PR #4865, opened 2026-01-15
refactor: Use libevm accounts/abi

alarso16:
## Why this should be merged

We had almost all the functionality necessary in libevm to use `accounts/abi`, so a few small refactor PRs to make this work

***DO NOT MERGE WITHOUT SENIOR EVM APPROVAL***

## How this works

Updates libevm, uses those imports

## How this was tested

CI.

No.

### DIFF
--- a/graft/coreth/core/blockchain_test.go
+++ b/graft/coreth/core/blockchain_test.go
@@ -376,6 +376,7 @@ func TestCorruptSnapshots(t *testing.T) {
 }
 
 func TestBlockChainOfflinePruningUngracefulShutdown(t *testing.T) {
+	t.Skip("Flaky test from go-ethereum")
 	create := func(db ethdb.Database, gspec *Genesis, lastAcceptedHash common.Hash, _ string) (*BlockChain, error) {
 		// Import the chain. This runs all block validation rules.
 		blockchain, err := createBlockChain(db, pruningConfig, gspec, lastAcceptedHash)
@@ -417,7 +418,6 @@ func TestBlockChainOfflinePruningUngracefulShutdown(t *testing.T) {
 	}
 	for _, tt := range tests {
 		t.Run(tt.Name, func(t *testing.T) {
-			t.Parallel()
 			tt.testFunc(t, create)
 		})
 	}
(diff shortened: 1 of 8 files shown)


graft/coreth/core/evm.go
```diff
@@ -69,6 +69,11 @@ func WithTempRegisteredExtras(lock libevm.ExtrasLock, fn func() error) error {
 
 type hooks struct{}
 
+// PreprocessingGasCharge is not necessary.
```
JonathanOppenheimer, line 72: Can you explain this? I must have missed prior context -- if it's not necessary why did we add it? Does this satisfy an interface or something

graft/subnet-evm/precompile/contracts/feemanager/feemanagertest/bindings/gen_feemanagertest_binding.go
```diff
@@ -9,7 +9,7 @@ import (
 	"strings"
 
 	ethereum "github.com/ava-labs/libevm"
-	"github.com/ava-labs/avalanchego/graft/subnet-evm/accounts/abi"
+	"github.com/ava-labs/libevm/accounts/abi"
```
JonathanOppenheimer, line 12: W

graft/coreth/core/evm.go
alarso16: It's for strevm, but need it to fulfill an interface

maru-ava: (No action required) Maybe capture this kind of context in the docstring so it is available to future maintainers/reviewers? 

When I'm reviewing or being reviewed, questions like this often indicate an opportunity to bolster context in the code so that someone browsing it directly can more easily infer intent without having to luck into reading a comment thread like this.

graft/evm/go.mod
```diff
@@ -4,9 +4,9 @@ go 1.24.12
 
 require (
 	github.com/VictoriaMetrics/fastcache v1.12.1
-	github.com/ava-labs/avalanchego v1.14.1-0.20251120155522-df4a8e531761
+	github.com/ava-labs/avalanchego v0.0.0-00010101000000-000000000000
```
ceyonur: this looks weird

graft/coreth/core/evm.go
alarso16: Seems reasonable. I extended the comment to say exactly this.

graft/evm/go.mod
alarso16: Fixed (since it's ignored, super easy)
● ● ● ●
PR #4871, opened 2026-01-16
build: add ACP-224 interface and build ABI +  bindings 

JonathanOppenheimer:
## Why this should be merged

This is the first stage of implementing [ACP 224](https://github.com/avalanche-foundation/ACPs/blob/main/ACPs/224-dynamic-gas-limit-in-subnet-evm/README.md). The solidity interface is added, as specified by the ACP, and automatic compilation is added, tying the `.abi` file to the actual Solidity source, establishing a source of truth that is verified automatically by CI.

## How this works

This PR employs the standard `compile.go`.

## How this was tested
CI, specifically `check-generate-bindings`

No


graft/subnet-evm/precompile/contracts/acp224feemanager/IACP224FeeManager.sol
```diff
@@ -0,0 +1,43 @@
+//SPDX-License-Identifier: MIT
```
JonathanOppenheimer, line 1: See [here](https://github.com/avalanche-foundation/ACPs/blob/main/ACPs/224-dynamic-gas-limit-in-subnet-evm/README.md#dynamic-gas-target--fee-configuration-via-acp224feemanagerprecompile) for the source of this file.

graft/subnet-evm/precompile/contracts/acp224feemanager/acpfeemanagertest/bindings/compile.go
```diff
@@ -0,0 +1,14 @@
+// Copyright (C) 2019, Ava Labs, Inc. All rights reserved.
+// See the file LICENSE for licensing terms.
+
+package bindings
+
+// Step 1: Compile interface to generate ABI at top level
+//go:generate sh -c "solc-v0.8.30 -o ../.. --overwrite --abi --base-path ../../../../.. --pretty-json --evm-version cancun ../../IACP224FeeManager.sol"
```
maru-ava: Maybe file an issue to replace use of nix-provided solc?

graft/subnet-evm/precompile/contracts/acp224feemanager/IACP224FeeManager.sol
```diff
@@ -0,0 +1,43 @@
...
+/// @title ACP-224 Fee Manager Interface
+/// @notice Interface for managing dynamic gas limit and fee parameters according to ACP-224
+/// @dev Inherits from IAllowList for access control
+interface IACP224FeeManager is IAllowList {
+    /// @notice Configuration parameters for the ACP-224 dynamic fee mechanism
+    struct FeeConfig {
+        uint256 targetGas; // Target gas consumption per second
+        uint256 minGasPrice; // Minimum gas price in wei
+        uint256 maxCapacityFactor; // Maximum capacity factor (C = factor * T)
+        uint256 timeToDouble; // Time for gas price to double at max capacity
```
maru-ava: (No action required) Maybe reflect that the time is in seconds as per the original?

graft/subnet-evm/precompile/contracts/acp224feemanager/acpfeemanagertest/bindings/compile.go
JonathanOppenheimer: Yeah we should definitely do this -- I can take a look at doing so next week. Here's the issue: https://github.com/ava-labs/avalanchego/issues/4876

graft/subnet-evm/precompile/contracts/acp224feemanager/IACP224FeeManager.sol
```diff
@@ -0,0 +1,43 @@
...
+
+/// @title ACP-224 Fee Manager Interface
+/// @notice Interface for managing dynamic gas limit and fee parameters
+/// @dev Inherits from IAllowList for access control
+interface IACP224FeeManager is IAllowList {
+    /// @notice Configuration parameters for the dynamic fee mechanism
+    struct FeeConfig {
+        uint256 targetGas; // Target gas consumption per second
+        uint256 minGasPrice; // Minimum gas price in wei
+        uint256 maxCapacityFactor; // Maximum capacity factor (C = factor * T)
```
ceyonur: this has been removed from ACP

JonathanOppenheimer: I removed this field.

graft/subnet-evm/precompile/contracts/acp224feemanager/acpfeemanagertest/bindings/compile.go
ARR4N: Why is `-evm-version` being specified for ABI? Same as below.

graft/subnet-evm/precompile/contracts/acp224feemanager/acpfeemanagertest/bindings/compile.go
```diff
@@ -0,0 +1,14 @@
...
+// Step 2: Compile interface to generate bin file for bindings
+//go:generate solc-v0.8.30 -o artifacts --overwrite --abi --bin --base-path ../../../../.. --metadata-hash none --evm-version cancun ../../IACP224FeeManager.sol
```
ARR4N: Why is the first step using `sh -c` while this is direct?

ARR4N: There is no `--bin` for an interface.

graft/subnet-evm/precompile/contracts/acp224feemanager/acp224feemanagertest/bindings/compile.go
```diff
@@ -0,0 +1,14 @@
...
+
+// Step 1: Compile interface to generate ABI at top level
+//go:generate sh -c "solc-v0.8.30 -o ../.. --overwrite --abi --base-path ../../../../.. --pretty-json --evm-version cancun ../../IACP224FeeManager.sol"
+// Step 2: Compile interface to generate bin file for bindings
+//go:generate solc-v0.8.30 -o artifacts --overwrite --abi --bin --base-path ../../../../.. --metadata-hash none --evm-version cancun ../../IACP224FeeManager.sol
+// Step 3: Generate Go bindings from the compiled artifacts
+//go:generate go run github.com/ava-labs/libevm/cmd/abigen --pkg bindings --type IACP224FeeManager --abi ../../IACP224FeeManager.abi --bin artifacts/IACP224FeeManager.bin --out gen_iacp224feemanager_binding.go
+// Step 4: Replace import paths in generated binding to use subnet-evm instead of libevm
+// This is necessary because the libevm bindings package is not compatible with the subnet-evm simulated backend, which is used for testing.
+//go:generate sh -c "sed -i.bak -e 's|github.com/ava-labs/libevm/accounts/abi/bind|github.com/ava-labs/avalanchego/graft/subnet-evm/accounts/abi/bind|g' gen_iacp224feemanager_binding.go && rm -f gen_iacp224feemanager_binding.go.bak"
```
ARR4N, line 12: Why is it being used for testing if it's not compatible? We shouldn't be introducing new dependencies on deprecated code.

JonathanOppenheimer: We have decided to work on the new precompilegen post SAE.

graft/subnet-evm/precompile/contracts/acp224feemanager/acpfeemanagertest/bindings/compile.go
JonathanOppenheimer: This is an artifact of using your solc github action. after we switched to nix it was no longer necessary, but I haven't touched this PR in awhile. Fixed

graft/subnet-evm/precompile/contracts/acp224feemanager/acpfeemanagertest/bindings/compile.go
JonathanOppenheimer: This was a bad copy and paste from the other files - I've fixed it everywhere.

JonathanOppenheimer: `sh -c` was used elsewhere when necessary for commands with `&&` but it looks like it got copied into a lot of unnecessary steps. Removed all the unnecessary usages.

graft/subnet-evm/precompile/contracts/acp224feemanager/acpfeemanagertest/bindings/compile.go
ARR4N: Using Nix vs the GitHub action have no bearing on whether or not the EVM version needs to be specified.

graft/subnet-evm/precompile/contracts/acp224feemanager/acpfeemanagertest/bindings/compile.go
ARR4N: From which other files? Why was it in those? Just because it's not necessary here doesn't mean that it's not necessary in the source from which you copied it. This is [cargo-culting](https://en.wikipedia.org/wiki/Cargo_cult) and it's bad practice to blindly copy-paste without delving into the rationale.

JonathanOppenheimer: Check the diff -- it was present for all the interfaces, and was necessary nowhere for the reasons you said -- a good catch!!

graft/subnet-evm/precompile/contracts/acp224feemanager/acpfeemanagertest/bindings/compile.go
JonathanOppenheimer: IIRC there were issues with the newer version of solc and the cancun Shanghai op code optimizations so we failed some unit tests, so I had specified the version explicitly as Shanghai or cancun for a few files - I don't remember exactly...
● ● ● ●
**Task prompt**
Return every line of the preceding records in which the word "ceyonur" appears.

**Result of this task**
ceyonur: this looks weird
ceyonur: this has been removed from ACP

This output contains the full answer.